- **Task item**
The entries should be restated word for word.

(Stored data)
--*--

PR #6771, opened 2026-06-29
fix(progress): make Approve/diff split-button carets read as one control

LionSR:
## Summary

This PR makes the approval and diff split buttons read as one segmented control. The main action half and caret half now share the same hover, focus-within, and open-menu border treatment, with the caret styled as part of the button rather than as a detached icon.

The review follow-up adds the missing border state on the main half for keyboard focus and open dropdown states in both the Approve split button and the shared diff-action styles.

## Verification

- `corepack pnpm exec prettier --write packages/extension/src/progressView/frontend/components/ApproveSplitButton.ts src/shared/styles/requestPanelStyles.ts`
- `git diff --check`
- `corepack pnpm run lint` (passes with existing warnings)

### DIFF
--- a/packages/extension/src/progressView/frontend/components/ApproveSplitButton.ts
+++ b/packages/extension/src/progressView/frontend/components/ApproveSplitButton.ts
@@ -79,30 +79,64 @@ export class ApproveSplitButton extends LitElement {
         min-width: 0;
       }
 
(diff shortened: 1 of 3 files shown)


LionSR:
a bit too complicated somehow feels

--*--

- **Solution below**
PR #6771, opened 2026-06-29
fix(progress): make Approve/diff split-button carets read as one control

LionSR:
## Summary

This PR makes the approval and diff split buttons read as one segmented control. The main action half and caret half now share the same hover, focus-within, and open-menu border treatment, with the caret styled as part of the button rather than as a detached icon.

The review follow-up adds the missing border state on the main half for keyboard focus and open dropdown states in both the Approve split button and the shared diff-action styles.

## Verification

- `corepack pnpm exec prettier --write packages/extension/src/progressView/frontend/components/ApproveSplitButton.ts src/shared/styles/requestPanelStyles.ts`
- `git diff --check`
- `corepack pnpm run lint` (passes with existing warnings)

### DIFF
--- a/packages/extension/src/progressView/frontend/components/ApproveSplitButton.ts
+++ b/packages/extension/src/progressView/frontend/components/ApproveSplitButton.ts
@@ -79,30 +79,64 @@ export class ApproveSplitButton extends LitElement {
         min-width: 0;
       }
 
(diff shortened: 1 of 3 files shown)


LionSR:
a bit too complicated somehow feels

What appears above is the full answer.